==== INFORMATION ====

Issue #407, opened 2016-09-15
Consider using gfx-rs for rendering


kvark:
[GFX](https://github.com/gfx-rs/gfx) has been around for quite a long time, and is still actively developed. We have OpenGL/GLES, DX11 backends working with Metal finishing up and Vulkan in the works. Our [programming model](http://gfx-rs.github.io/2016/09/14/programming-model.html) uses command buffers, allowing WebRender to parallelize. Surely, we could benefit from some cooperation and avoid re-implementing all the backand logic for different graphics APIs.

samlh:
I agree alternate backends may be useful, especially for D3D.

It looks like most of the gl specific code is in [renderer.rs](https://github.com/servo/webrender/blob/master/webrender/src/renderer.rs), [device.rs](https://github.com/servo/webrender/blob/master/webrender/src/device.rs), and (of course) [webgl.rs](https://github.com/servo/webrender/blob/master/webrender_traits/src/webgl.rs). In addition, there are the shaders in [the resource directory](https://github.com/servo/webrender/tree/master/webrender/res) that would need to be ported.

Alas, I think adding an abstraction layer wouldn't help much, and may hurt. A lot of the perf work I've been seeing recently has been in reducing the complexity of the code, and using the underlying apis in ways that avoid triggering driver perf or correctness bugs. Gfx-rs [is comparable in size](https://api.github.com/repos/gfx-rs/gfx/languages) to [the entirety of webrender](https://api.github.com/repos/servo/webrender/languages). The less code used, the fewer places inefficiencies or bugs may hide.

However, I am entirely unaffiliated with both projects, and thus have no say in the matter :).

glennw:
gfx-rs does look pretty awesome, nice work! I haven't spent a huge amount of time looking at the exact APIs, so please forgive my ignorance on the details of gfx-rs.

I will admit to being wary of using libraries that attempt to abstract the differences between rendering APIs to a common interface. I'll try to explain why below :)

In WR, the majority of the code itself is not GL calls. In fact, the core GL rendering loop code, minus boilerplate, is only a couple of hundred lines of code. However, the rest of the code that doesn't call GL and is preparing the data for submission to GL is very tailored towards the *capabilities* of the rendering API. For example, the way that culling, batching, texture atlas allocation, render target management, threading etc is handled is platform independent code, but is highly specific to the *capabilities* of the base GL3 API.

[...]

PR #480, opened 2016-10-26
Isolate GL calls to the device only

kvark:
Also used by the WebGL module, but cutting that tie off would be a much bigger task.
This PR makes the code a bit cleaner, also paves the way to #407.

---
This change is [Reviewable](https://reviewable.io/reviews/servo/webrender/480)

### DIFF
--- a/webrender/src/device.rs
+++ b/webrender/src/device.rs
@@ -39,7 +39,7 @@ const SHADER_VERSION: &'static str = "#version 300 es\n";
 
 static SHADER_PREAMBLE: &'static str = "shared.glsl";
 
-pub type Buffer = u32;
+pub type ViewportDimensions = [u32; 2];
 
 lazy_static! {
     pub static ref MAX_TEXTURE_SIZE: gl::GLint = {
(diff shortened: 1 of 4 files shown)


webrender/src/device.rs
```diff
@@ -1179,7 +1213,7 @@ impl Device {
         self.init_texture(temp_texture_id, old_width, old_height, format, filter, mode, None);
         self.create_fbo_for_texture_if_necessary(temp_texture_id, None);
 
-        self.bind_render_target(Some((texture_id, 0)));
+        self.bind_render_target(Some((texture_id, 0, [1, 1])));
```
glennw: This adds an extra glViewport call here. It should be fine, I think - but perhaps worth a comment just noting why it's ok to pass [1, 1] here.

webrender/src/device.rs
```diff
@@ -1194,7 +1228,7 @@ impl Device {
         self.deinit_texture(texture_id);
         self.init_texture(texture_id, new_width, new_height, format, filter, mode, None);
         self.create_fbo_for_texture_if_necessary(texture_id, None);
-        self.bind_render_target(Some((temp_texture_id, 0)));
+        self.bind_render_target(Some((temp_texture_id, 0, [1, 1])));
```
glennw: Same here

webrender/src/renderer.rs
```diff
@@ -664,7 +658,7 @@ impl Renderer {
             profile_counters: RendererProfileCounters::new(),
             profiler: Profiler::new(),
             enable_profiler: options.enable_profiler,
-            enable_msaa: options.enable_msaa,
+            _enable_msaa: options.enable_msaa,
```
glennw: We could possibly just remove the MSAA related code altogether, since it's unused. But it's fine to leave here for now if you like, we could do that as a follow up.

kvark: Ok, I removed some of the MSAA logic, but left the `RenderOptions` (to avoid breaking the API, who knows if we'll need it back soon?) as well as the device's capability field.

kvark:
Should be ready now.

====

_WHAT NEEDS TO BE DONE_
May I have all of the records repeated exactly?

_TASK RESPONSE_
Issue #407, opened 2016-09-15
Consider using gfx-rs for rendering


kvark:
[GFX](https://github.com/gfx-rs/gfx) has been around for quite a long time, and is still actively developed. We have OpenGL/GLES, DX11 backends working with Metal finishing up and Vulkan in the works. Our [programming model](http://gfx-rs.github.io/2016/09/14/programming-model.html) uses command buffers, allowing WebRender to parallelize. Surely, we could benefit from some cooperation and avoid re-implementing all the backand logic for different graphics APIs.

samlh:
I agree alternate backends may be useful, especially for D3D.

It looks like most of the gl specific code is in [renderer.rs](https://github.com/servo/webrender/blob/master/webrender/src/renderer.rs), [device.rs](https://github.com/servo/webrender/blob/master/webrender/src/device.rs), and (of course) [webgl.rs](https://github.com/servo/webrender/blob/master/webrender_traits/src/webgl.rs). In addition, there are the shaders in [the resource directory](https://github.com/servo/webrender/tree/master/webrender/res) that would need to be ported.

Alas, I think adding an abstraction layer wouldn't help much, and may hurt. A lot of the perf work I've been seeing recently has been in reducing the complexity of the code, and using the underlying apis in ways that avoid triggering driver perf or correctness bugs. Gfx-rs [is comparable in size](https://api.github.com/repos/gfx-rs/gfx/languages) to [the entirety of webrender](https://api.github.com/repos/servo/webrender/languages). The less code used, the fewer places inefficiencies or bugs may hide.

However, I am entirely unaffiliated with both projects, and thus have no say in the matter :).

glennw:
gfx-rs does look pretty awesome, nice work! I haven't spent a huge amount of time looking at the exact APIs, so please forgive my ignorance on the details of gfx-rs.

I will admit to being wary of using libraries that attempt to abstract the differences between rendering APIs to a common interface. I'll try to explain why below :)

In WR, the majority of the code itself is not GL calls. In fact, the core GL rendering loop code, minus boilerplate, is only a couple of hundred lines of code. However, the rest of the code that doesn't call GL and is preparing the data for submission to GL is very tailored towards the *capabilities* of the rendering API. For example, the way that culling, batching, texture atlas allocation, render target management, threading etc is handled is platform independent code, but is highly specific to the *capabilities* of the base GL3 API.

[...]

PR #480, opened 2016-10-26
Isolate GL calls to the device only

kvark:
Also used by the WebGL module, but cutting that tie off would be a much bigger task.
This PR makes the code a bit cleaner, also paves the way to #407.

---
This change is [Reviewable](https://reviewable.io/reviews/servo/webrender/480)

### DIFF
--- a/webrender/src/device.rs
+++ b/webrender/src/device.rs
@@ -39,7 +39,7 @@ const SHADER_VERSION: &'static str = "#version 300 es\n";
 
 static SHADER_PREAMBLE: &'static str = "shared.glsl";
 
-pub type Buffer = u32;
+pub type ViewportDimensions = [u32; 2];
 
 lazy_static! {
     pub static ref MAX_TEXTURE_SIZE: gl::GLint = {
(diff shortened: 1 of 4 files shown)


webrender/src/device.rs
```diff
@@ -1179,7 +1213,7 @@ impl Device {
         self.init_texture(temp_texture_id, old_width, old_height, format, filter, mode, None);
         self.create_fbo_for_texture_if_necessary(temp_texture_id, None);
 
-        self.bind_render_target(Some((texture_id, 0)));
+        self.bind_render_target(Some((texture_id, 0, [1, 1])));
```
glennw: This adds an extra glViewport call here. It should be fine, I think - but perhaps worth a comment just noting why it's ok to pass [1, 1] here.

webrender/src/device.rs
```diff
@@ -1194,7 +1228,7 @@ impl Device {
         self.deinit_texture(texture_id);
         self.init_texture(texture_id, new_width, new_height, format, filter, mode, None);
         self.create_fbo_for_texture_if_necessary(texture_id, None);
-        self.bind_render_target(Some((temp_texture_id, 0)));
+        self.bind_render_target(Some((temp_texture_id, 0, [1, 1])));
```
glennw: Same here

webrender/src/renderer.rs
```diff
@@ -664,7 +658,7 @@ impl Renderer {
             profile_counters: RendererProfileCounters::new(),
             profiler: Profiler::new(),
             enable_profiler: options.enable_profiler,
-            enable_msaa: options.enable_msaa,
+            _enable_msaa: options.enable_msaa,
```
glennw: We could possibly just remove the MSAA related code altogether, since it's unused. But it's fine to leave here for now if you like, we could do that as a follow up.

kvark: Ok, I removed some of the MSAA logic, but left the `RenderOptions` (to avoid breaking the API, who knows if we'll need it back soon?) as well as the device's capability field.

kvark:
Should be ready now.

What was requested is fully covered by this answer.